An electrode plate was cut into a test sample with dimensions of 20*100 mm² for later use. A test side of the sample was adhered with a double-sided tape and pressed with a roller to ensure complete adhesion between the double-sided tape and the sample. The other side of the double-sided tape on the sample was adhered to a stainless steel surface, and one end of the sample was bent backward at a bending angle of 180°. A GOTECH tensile machine was used for testing. The stainless steel end was fixed to a lower fixture of the tensile machine, and the bent end of the sample was fixed to the upper fixture. The angle of the sample was adjusted to ensure that the upper and lower ends were located at vertical positions. The sample was then stretched at a speed of 50 mm/min until the sample was completely peeled from the substrate. A displacement and an acting force during the process were recorded, and the force at equilibrium was typically considered as the adhesion strength of the electrode plate.

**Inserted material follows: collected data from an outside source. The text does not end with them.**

PR #7125, opened 2022-12-15
add console-error to the Logger class

pmario:
This PR allows the Logger class to use `console.error()` ... since `console.log()` doesn't add any color to messages in the browser dev-console. 

This is needed, if a core function throws an error and there is a `try/catch` function. If possible the `catch()` function should avoid data corruption. 

-----------

There is a `$tw.utils.error()` function which would write a message to the browser console. BUT it also creates the RSOD info. .. So it's not usable. 

`$tw.utils.log()` is not usable for my usecase, since it's not visible enough. 

----------

An alternative would be to create global `$tw.utils.errorToConsole()` utility function. .. BUT I think the implementation in the PR is more versatile. 

-------

If the PR is merged I'll add some docs to the tiddlywiki.com/dev edition. ... Because messing around with the naming inconsistencies did cost me 3 hours. 

So investing 2 more to create some docs aobut what I learned IMO would be OK

### DIFF
--- a/core/modules/utils/logger.js
+++ b/core/modules/utils/logger.js
@@ -52,7 +52,19 @@ Logger.prototype.log = function(/* args */) {
 			logMessage[logMessage.length-1] += $tw.utils.terminalColour();
 			return Function.apply.call(console.log, console, logMessage);
 		}
-	} 
+	}
+};
+
+/*
+Log an error message to console.error so it also gets a red colour in browsers
+*/
+Logger.prototype.error = function(/* args */) {
+	var self = this;
+	if(console !== undefined && console.error !== undefined) {
+		var logMessage = [$tw.utils.terminalColour(this.colour) + this.componentName + ":"].concat(Array.prototype.slice.call(arguments,0));
+		logMessage[logMessage.length-1] += $tw.utils.terminalColour();
+		return Function.apply.call(console.error, console, logMessage);
+	}
 };
 
 /*


pmario:
bump

Jermolene:
Hi @pmario I notice that the new `error()` method does not save output to the buffer as we do in the `log()` method. Is there a reason for this? It seems that with use of a factory function the two methods could share most of their implementation.

But I'm concerned at a deeper level at the proliferation of similar but different debugging methods.

What is the underlying problem you want to solve? If it is to add colour to log messages I'd rather we approached that by trying to make the browser and server more compatible in that regard.

> This is needed, if a core function throws an error and there is a `try/catch` function. If possible the `catch()` function should avoid data corruption.

I don't quite understand. Are you suggesting that there are places in the core that we need to add error trapping and use this proposed new method?

pmario:
>I notice that the new error() method does not save output to the buffer as we do in the log() method. Is there a reason for this

I did search the whole code-base and `logger.getBuffer()` is only used once in the syncer. 

There is no info about the "args" in the  `Logger.prototype.log = function(/* args */) {` .. so I don't really know, what the function exactly should do and which parameters can be assigned in which order ... 

Since the existing logger is unable to create a console.error() it was the only thing the new function should do. So I implemented it that way. 

I could have added a new parameter to the `.log(/*args*/)`, but I don't know how, without causing side effects.

pmario:
>> This is needed, if a core function throws an error and there is a try/catch function. If possible the catch() function should avoid data corruption.

>I don't quite understand. Are you suggesting that there are places in the core that we need to add error trapping and use this proposed new method?

No I wanted to have a log function for plugins to call if an error message should be logged to the console in the same way plugins can use the .log() method.

PR #7129, opened 2022-12-17
Fully committing core to the $genesis widget

flibbles:
I *love* the new genesis widget.

It's great. It provides a far better mechanism for dynamic widgets than the old way, which was to do placeholder widget like this: `\define macro(tag:div) <$tag$>...`

Placeholder widgets were **bad** for plugin developers like me. Take Uglify. It can't parse <$tag$>, so it actually saw it as plaintext containing a placeholder. And all it could do was stay away from it, because touching it was dangerous. As a result, Uglify becomes much less effective around them. But it *can* handle `<$genesis>` just fine. It's safer. It compresses better.

Even Relink prefers $genesis. If it encountered `<$tag$ attribute=...>`, it couldn't relink any of its attributes at all, because it couldn't parse it as a widget. With $genesis, it can. (It may still fail to identify some string-value attributes that require relinking in some cases, but it's still **far** better off with a $genesis widget).

In fact, my only complaint about the genesis widget is this:

### *Why aren't we fully embracing it?*

This PR addresses that by migrating the few remaining places in core where dangerous placeholder widgets were still used.

### DIFF
--- a/core/wiki/macros/list.tid
+++ b/core/wiki/macros/list.tid
@@ -26,7 +26,7 @@ tags: $:/tags/Macro
 \whitespace trim
 <span class="tc-links-draggable-list">
 <$vars targetTiddler="""$tiddler$""" targetField="""$field$""">
-<$type$ class="$class$">
+<$genesis $type=<<__type__>> class="$class$">
 <$list filter="[list[$tiddler$!!$field$]]" emptyMessage=<<__emptyMessage__>>>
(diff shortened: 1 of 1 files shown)


Jermolene:
That's great, thank you @flibbles. I'm deferring merging PRs until the bug fix release of v5.2.5, and in the meantime have added this PR to the list at #7100

Jermolene:
> I _love_ the new genesis widget.

I meant to say thank you for the kind words!

Jermolene:
Thank you for your patience @flibbles

PR #454, opened 2015-11-16
vendor: reactivate bitbucket tests

### LINKED ISSUE #452: gb/vendor: fix bitbucket tests
#451 disabled the bitbucket tests in vendor/repo_test.go as some interaction with mercurial in a child process was trying to do something interactive and hanging.

davecheney:
Fixes #452

Because of reasons bitbucket.org is not in the ssh known hosts' file in tavis.yml. This leaves two questions

1. why does it appear to be in the ssh hosts' file on the other CI providers
2. why, even though we assign /dev/null to Stdin, does mercurial still prompt for an answer

Having no good answer for both, try to work around the problem by pre-populating the known hosts file during setup.

### DIFF
--- a/.travis.yml
+++ b/.travis.yml
@@ -18,6 +18,7 @@ install:
   - echo '#!/bin/bash' > "$GOPATH/bin/sudo"
     && echo 'echo >&2 attempted sudo "$@"' >> "$GOPATH/bin/sudo"
     && chmod +x "$GOPATH/bin/sudo"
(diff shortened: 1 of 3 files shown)


tianon:
Hahaha, this is pretty similar to the workaround I was contemplating.  Dirty indeed, but super effective. :+1:

davecheney:
@tianon when in doubt, sell out.

solarce:
there is also http://docs.travis-ci.com/user/ssh-known-hosts/ :)

PR #455, opened 2015-11-18
Improve the fix for bitbucket.org hosts

davecheney:
Thanks @solarce


tianon:
Omg that's a shiny feature! :heart_eyes:

PR #456, opened 2015-11-19
Added SIGINT handling in context

### LINKED ISSUE #436: gb should catch ^C and issue ctx.Destroy

davidkaya:
Fixes #436 

Not quite sure about the return code though.

### DIFF
--- a/cmd/cmd.go
+++ b/cmd/cmd.go
@@ -5,6 +5,7 @@ import (
 	"flag"
 	"fmt"
 	"os"
+	"os/signal"
 	"path/filepath"
 
 	"github.com/constabulary/gb"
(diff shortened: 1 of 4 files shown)


davecheney:
Thanks for taking a look at this. I would like to see the logic move to the command, not context.

davidkaya:
@davecheney Dave? I tried calling it in RunCommand, but it seems it does not get called. Do you know where the problem could be?

davecheney:
@davidkaya this code should not go in gb.Context, there may be more than one context in use per program.

davidkaya:
Yep, I know, but I have tried to put the sigint handling into RunCommand in cmd.go and it does not seem to get called.

davidkaya:
@davecheney I've moved it to command.

davecheney:
I'm really sorry to say this but this is not what I want. I'm very sorry, because I know you are volunteering your time and effort for free. Can we please move this discussion to the issue to talk about the implementation, then do the implementation.

Thanks

davidkaya:
@davecheney Sure, no problem :)

davecheney:
Thanks. FWIW I think each main should have something like

var onExit []func() error

func exit(code int) {
    for _, fn := range onExit {
          fn()
    }
    os.Exit(code)
}

Then replace the usual defers with appends to onExit.

davecheney:
Also, cmd/gb needs to ignore ^C, not hook and exit. See the way it's done in cmd/go

davidkaya:
I will create new PR for the signal handling.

In conclusion, it should be noted that the above embodiments are merely intended for describing the technical solutions of this application but not for limiting this application. Although this application is described in detail with reference to the foregoing embodiments, persons of ordinary skill in the art should understand that they may still make modifications to the technical solutions described in the foregoing embodiments or make equivalent replacements to some or all technical features thereof without departing from the scope of the technical solutions of the embodiments of this application. All such modifications and equivalent replacements shall fall within the scope of the claims and specification of this application. In particular, as long as there is no structural conflict, the various technical features mentioned in the implementations can be combined in any manner. This application is not limited to the specific embodiments disclosed in this specification but includes all technical solutions falling in the scope of the claims.